On March 1st, 2016, JD and team took the reigns of Sifter. That day, it absolutely felt like the right decision, but now, with a year’s worth of perspective, how does it feel? Even better.
Handing over a project after pouring eight years of your life into it can be nerve-wracking, especially when you care about the customers, and not just the “exit.” Deciding to entrust JD with Sifter felt like a safe bet, but things don’t always work out.
I still hang out in the Slack room with the Sifter team and chime in on legacy topics, but that’s becoming less and less frequent. In the last few months, the team has really picked up momentum and shipped some long overdue features that I declined to implement for years.

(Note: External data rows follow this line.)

PR #3504, opened 2022-01-25
Update FlatLaf from 2.0 to 2.0.1

DevCharly:
Unfortunately there is a memory leak in FlatLaf 2.0, which is fixed in 2.0.1.

The memory leak is in UI delegates for components `JPanel`, `JSeparator` and `JToolBar.Separator`.
There is always a reference from a static hash map to the **last created component** of that type.
So if e.g. a dialog (that uses `JPanel`) is closed, it can not released until a new `JPanel` is created somewhere else...

Memory leak issue: https://github.com/JFormDesigner/FlatLaf/issues/471

### DIFF
--- a/platform/libs.flatlaf/external/binaries-list
+++ b/platform/libs.flatlaf/external/binaries-list
@@ -15,4 +15,4 @@
 # specific language governing permissions and limitations
 # under the License.
 
-A45856E4115136977C662298BAC02F3B428082DB com.formdev:flatlaf:2.0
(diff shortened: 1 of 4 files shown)


vieiro (approved):

vieiro:
Perfect. Thanks, @DevCharly

vieiro:
Hi @neilcsmith-net , I added the "cherry-pick" tag to this one (is this correct?), for your consideration in next release candidate.

neilcsmith-net:
Thanks @DevCharly will be in rc3 now.

@vieiro no need for the label. Milestone and delivery base is enough.

PR #3506, opened 2022-01-25
Micronaut project creation fix

matthiasblaesing:
Micronaut projects are generated by the https://micronaut.io/launch/ service, which creates a ZIP file with the project contents.

The NetBeans integration unzips that file and invokes the gradle/maven build. Micronaut uses either the maven or gradle wrappers and on unixoid systems this wrapper needs to be executable. This is fixed in 9de1d4b.

In addition the user is informed, that he should be careful to trust the system used to generate the project file:

Bildschirmfoto-20220125211631-911x565


mbien (approved):
LGTM - the added warning is great too

neilcsmith-net (changes requested):
Thanks for getting ahead of me on this one.

Minor typo to fix.

The UI code is possibly more complicated than it needs to be.  Can you not use the NotificationLineSupport::setWarningMessage for this?

Still not particularly keen on download and execute as single action, but can live with it with the warning.  Pinging @vieiro for review too.

This has missed the boat for 13-rc2 anyway, so doesn't need merging until early next week.

enterprise/micronaut/src/org/netbeans/modules/micronaut/newproject/Bundle.properties
```diff
@@ -36,3 +36,4 @@ LBL_TestFramework=Test Framework:
 LBL_JUnit=JUnit
 LBL_Spock=Spock
 LBL_Kotest=Kotest
+BasePropertiesVisual.jLabel1.text=<html>Only finish this dialog if you trust the choosen service. Code from that service is downloaded and executed on this machine.
```
neilcsmith-net, line 39: Minor typo : ~~choosen~~ service ? chosen service.

neilcsmith-net (changes requested):

vieiro (approved):

vieiro:
Hi @neilcsmith-net . I can't really review this one, but a quick look reasonable.

Two questions:
- A) Are we setting the background color in that notice? It seems to me is reducing contrast. Can't tell how this looks in a dark mode.
- B) Is this expected to solve NETBEANS-6401 ? If so I'm missing setting an executable bit in "mvnw" after unzipping, right?

Thanks,
Antonio

neilcsmith-net:
Thanks @vieiro Wanted your review primarily on principle and text.

Execute bit is set at https://github.com/apache/netbeans/blob/9de1d4bafd8d602b646b4bc8595b7fb3fb3fb33a/enterprise/micronaut/src/org/netbeans/modules/micronaut/newproject/MicronautProjectWizardIterator.java#L237

Have similar concern on UI, hence wondering if NotificationLineSupport would work better and simplify the changes.

vieiro:
> Thanks @vieiro Wanted your review primarily on principle and text.
> 
> Execute bit is set at
> 
> https://github.com/apache/netbeans/blob/9de1d4bafd8d602b646b4bc8595b7fb3fb3fb33a/enterprise/micronaut/src/org/netbeans/modules/micronaut/newproject/MicronautProjectWizardIterator.java#L237
> 
> Have similar concern on UI, hence wondering if NotificationLineSupport would work better and simplify the changes.

Yep, I've seen the executable bit later. +1 to the NotificationLineSupport if possible.

matthiasblaesing:
Will have a look at NotificationLineSupport, but I had tested the display with different LAFs and I remember definitely testing DarkNimbus. My eyes were still ok afterwards, but maybe its even easier/looks better with NotificationLineSupport.

neilcsmith-net:
@matthiasblaesing actually, it might conflict with other messages being set by the wizard here - eg. the error messages in `valid(..)`.  Any immediate concern with that, then let's just fix the typo and keep as is.

matthiasblaesing:
I finally remembered, that I ran hard against `NotificationLineSupport`: It is good for very short texts and utterly fails for anyhing longer than a handful of words. This is also the case here (hint: the sentence does not end where it is cut here):

truncated_text

Here are screenshots in the various LAFs:

Metal:
base_metal

Nimbus:
base_nimbus

CDE/Motif:
base_cde_motif

GTK:
base_gtk

Flatlaf:
base_flatlaf_light

Flatflaf (Dark):
base_flatlaf_dark

Metal (Dark):
base_metal_dark

Nimbus (Dark):
base_nimbus_dark

mbien:
I think it looks really nice + this PR fixes an important issue. I suppose it could be make more DRY by updating the notification service and letting it use it like Neil suggested but I feel this would have low priority when taken in context. Updating the notification support would also require more testing since its used everywhere. Still +1 from me.

neilcsmith-net:
Thanks @matthiasblaesing and kudos for all the screenshots - above and beyond! :smile: Tested locally too.  Will merge.

> I ran hard against NotificationLineSupport: It is good for very short texts and utterly fails for anyhing longer than a handful of words.

Yes, you need to add `<br>` tags. I may look at a wrapping fix some time, but not for this!

@mbien it wasn't from a DRY perspective, at least not code anyway! Icons and colours spread across the code base tend to cause problems over time.  But this solves the immediate concerns so I'm merging.

neilcsmith-net (approved):
@matthiasblaesing do you want to squash and merge?  Or I can.  But please do to the PR and merge that so we don't lose the link.  Thanks.

mbien:
> @mbien it wasn't from a DRY perspective, at least not code anyway! Icons and colours spread across the code base tend to cause problems over time.

sure DRY is goes beyond code.

neilcsmith-net:
@mbien you're reading that the opposite way to how it was intended. Code-wise it wasn't (mostly) about DRY. Anyway, this change is good to go  - any follow up discussion can happen elsewhere if need be.

matthiasblaesing:
@neilcsmith-net squashed the commits I wanted squashed and adjusted the title of the second commit to refer to the JIRA issue. Feel free to merge when this gets green.

neilcsmith-net:
@matthiasblaesing thanks, yes, that split into two commits makes sense.  If you see it green before me, feel free to merge too.

PR #3512, opened 2022-01-26
Making build information a bit more up to date

JaroslavTulach:
The current `BUILD.md` info is a bit out of date. Rewording, updating, etc.


sdedic (approved):

entlicher (approved):

neilcsmith-net:
Wouldn't this (or variation of it) be better in delivery?  I've just pushed a few updates to the main README for similar reasons.  Source release docs should be as current as we can be.

PR #4105, opened 2022-05-12
migrate groovy ci matrix from travis to gh actions.

mbien:
lets start with the great migration.

picked groovy as first target since it is already a nice matrix.

can we drop JDK 8? should we add 18? Lets see if it builds.


mbien:
```
2022-05-12T01:45:02.3774828Z     [junit] Caused by: java.awt.HeadlessException: 
2022-05-12T01:45:02.3775063Z     [junit] No X11 DISPLAY variable was set, but this program performed an operation which requires it.
```
looks like groovy will need a X11 setup. Will add that.

.travis.yml
```diff
@@ -593,60 +593,6 @@ matrix:
...
-          before_script:
-            - nbbuild/travis/ant.sh $BUILD_OPTS clean
-            - nbbuild/travis/ant.sh $BUILD_OPTS build
-            - wget https://raw.githubusercontent.com/sormuras/bach/master/install-jdk.sh
-            - export TEST_JDK=`bash install-jdk.sh --feature 17 --license GPL --emit-java-home --silent | tail -1`
-            - export OPTS="-Dmetabuild.jsonurl=https://raw.githubusercontent.com/apache/netbeans-jenkins-lib/master/meta/netbeansrelease.json $OPTS  -Dtest.nbjdk.home=$TEST_JDK -Dtest.run.args=--limit-modules=java.base,java.logging,java.xml,java.prefs,java.desktop,java.management,java.instrument,jdk.zipfs,java.scripting,java.naming -Dtest.bootclasspath.prepend.args=-Dno.netbeans.bootclasspath.prepend.needed=true"            
-          script:
-            #- ant $TEST_OPTS -f groovy/groovy test
-            #- ant $TEST_OPTS -f groovy/groovy.java test
-            - ant $TEST_OPTS -f groovy/groovy.editor test
```
mbien, line 646: can someone explain how the groovy tests actually work?

 - what does `OPTS` do? I don't think anything is picking this env var up
 - no JMS flags are set, which means this actually can't run on JDK 17 since it would fail with encapsulation exceptions
 - JAVA_HOME is in fact correctly set but i can see in the travis log lines like `[nb-javac] Support for javac --release has been added in Java9 ignoring it which further indicates that this is running on JDK 8

svenreimers: Having been involved in creating the groovy matrix I will try to find some time to dig into this... stay tuned..

mbien: @svenreimers awesome! If its of any help, thats my rough local test setup for experiments (this doesn't actually work due to some quotation issue, but you get the idea :)):

```bash
#!/bin/bash
set -e

export JAVA_HOME=/home/mbien/dev/java/jdk-11.0.15.9.1-corretto
export PATH=$JAVA_HOME/bin:$PATH

JMS_FLAGS=$(cat nbbuild/jms-config/base.flags nbbuild/jms-config/desktop.flags | xargs)

TEST_RUN_ARGS="-Dtest.run.args=\"--limit-modules=java.base,java.logging,java.xml,java.prefs,java.desktop,java.management,java.instrument,jdk.zipfs,java.scripting,java.naming $JMS_FLAGS\""

OPTS="-Dtest-unit-sys-prop.ignore.random.failures=true $TEST_RUN_ARGS"

echo $OPTS

ant $OPTS -f groovy/groovy.editor test
```

mbien:
closed in favor of #4431

PR #4120, opened 2022-05-15
Set --enable-preview for jtreg tests.

jlahoda:
I would like to add `--enable-preview` to the javac parameters used internally by the IDE to parse jtreg (OpenJDK) tests.


mbien (approved):
restarted some tests and everything is passing now.

I like that you extracted the while loop. Makes the method less complex.

Issue #4113, opened 2022-05-13
VSNetBeans: Latest VSCode 1.67 breaks icons in projects views 


MartinBalin:
### Apache NetBeans version

Apache NetBeans latest daily build

### What happened

Installed VSNetBeans 13.0.1073 build from master and icons are broken on latest VSCode 1.67, works with 1.63.1
![Screenshot 2022-05-13 at 11 50 17](https://user-images.githubusercontent.com/26064232/168258800-8bec82dc-55e8-492f-8dc0-2e5b1e990d31.png)

### How to reproduce

Install VSIX and open any gradle or maven project.

### Did this work correctly in an earlier version?

Apache NetBeans 13

### Operating System

macOS

### JDK

graalVM 22.1 EE JDK11

### Apache NetBeans packaging

Apache VSNetBeans for VSCode

### Are you willing to submit a pull request?

No

### Code of Conduct

Yes

sdedic:
Actually it seems that this is a bug in vscode - I traced that down to commits [vscode/#d79928](https://github.com/microsoft/vscode/commit/d79928be53a807a9bff45814b6dab65bae685879) and [vscode/#a9c3c0](https://github.com/microsoft/vscode/commit/a9c3c0e4b0384fe2b2c907b94a99fda18d3f34a6) -- `ThemeIcon` specification is completely ignored in vscode 1.67, if the `TreeItem` has a `resourceUri` defined. I am going to file a bug with an example code for vscode.

ebarboni:
is this ok now ?

sdedic:
OK from the NBLS user's point of view, I still need to file a bug for vscode to make a real fix, will reference it here

MartinBalin:
Yes, please file it with your sample VSIX.

sdedic:
@MartinBalin seems I've lost the race -- there are already at least two issues filed on this: microsoft/vscode#151087 and microsoft/vscode#150610

MartinBalin:
And it also seems fixed by https://github.com/microsoft/vscode/pull/151090 so some next iteration of vscode will have it fixed. Hopefully correctly now.

PR #4121, opened 2022-05-16
#4113: pretend that folders have no URI, so their icon can be customi…

sdedic:
vscode version 1.67 released in April breaks icon display for `TreeItems`: if an item reports `resourceUri` that corresponds to a folder, system-default folder icon (by default: none) is displayed, regardless of the `TreeItem`'s configured `iconPath`. 

This was discovered by Friday's team testing. The fix affects just **Apache NetBeans Language Server** vscode extension release, not the NetBeans release. If included in NB14, this patch should have no effect on the main release (the code is not distributed with NetBeans IDE).

### DIFF
--- a/java/java.lsp.server/vscode/CHANGELOG.md
+++ b/java/java.lsp.server/vscode/CHANGELOG.md
@@ -20,6 +20,11 @@
     under the License.
 
 -->
+## Version 14.0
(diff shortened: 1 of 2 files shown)


dbalek (approved):

MartinBalin (approved):

ebarboni:
nothing just it wasn't green

PR #4128, opened 2022-05-18
LSP: Format Document and Format Selection actions implemented.

dbalek:
LSP: `Format Document` and `Format Selection` actions implemented.
The implementation can read formatting settings exported form NetBeans.

### DIFF
--- a/groovy/groovy.editor/src/org/netbeans/modules/groovy/editor/api/lexer/LexUtilities.java
+++ b/groovy/groovy.editor/src/org/netbeans/modules/groovy/editor/api/lexer/LexUtilities.java
@@ -26,6 +26,7 @@ import java.util.Set;
 import javax.swing.text.BadLocationException;
 import javax.swing.text.Document;
 import org.netbeans.api.annotations.common.CheckForNull;
+import org.netbeans.api.editor.document.LineDocument;
 import org.netbeans.api.lexer.Token;
 import org.netbeans.api.lexer.TokenHierarchy;
 import org.netbeans.api.lexer.TokenId;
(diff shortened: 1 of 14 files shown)


groovy/groovy.editor/src/org/netbeans/modules/groovy/editor/api/lexer/LexUtilities.java
```diff
@@ -446,6 +511,15 @@ public static boolean isBeginToken(TokenId id, BaseDocument doc, int offset) {
         return END_PAIRS.contains(id);
     }
 
+    /**
+     * Return true iff the given token is a token that should be matched
```
ppisl, line 515: Possible typo here 'iff' . If it's really typo, it appears in more places.

java/java.lsp.server/src/org/netbeans/modules/java/lsp/server/protocol/TextDocumentServiceImpl.java
```diff
@@ -2243,4 +2285,220 @@ protected CallHierarchyOutgoingCall createResultItem(CallHierarchyItem item, Lis
         };
         return t.processRequest();
     }
+
```
ppisl, line 2288: This is not against this PR, but this file is really long :(

ppisl (approved):
From my point of view, OK.

groovy/groovy.editor/src/org/netbeans/modules/groovy/editor/api/lexer/LexUtilities.java
dbalek: 'iff' usually means 'if and only if'.

java/java.lsp.server/src/org/netbeans/modules/java/lsp/server/protocol/TextDocumentServiceImpl.java
dbalek: Agree :-(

You could even make the case that they’re doing better by customers than I ever was. Watching them run Sifter, I can unequivocally say that I was too focused on the micro-customer service and not enough on macro-customer service.
I fretted about support request response times, but then I casually dismissed feature requests that I understood but didn’t philosophically agree with. It’s been an eye-opening experience to watch another team run the show.
In hindsight, I can confidently say that this has a lot to to do with feeling good about finding the right home for Sifter. It’s a huge relief seeing Sifter thrive, and that has everything to do with its new caretakers. I interviewed JD for the Starting & Sustaining podcast, and it’s a great listen to help establish a baseline if you’re ever looking to find a buyer for your application.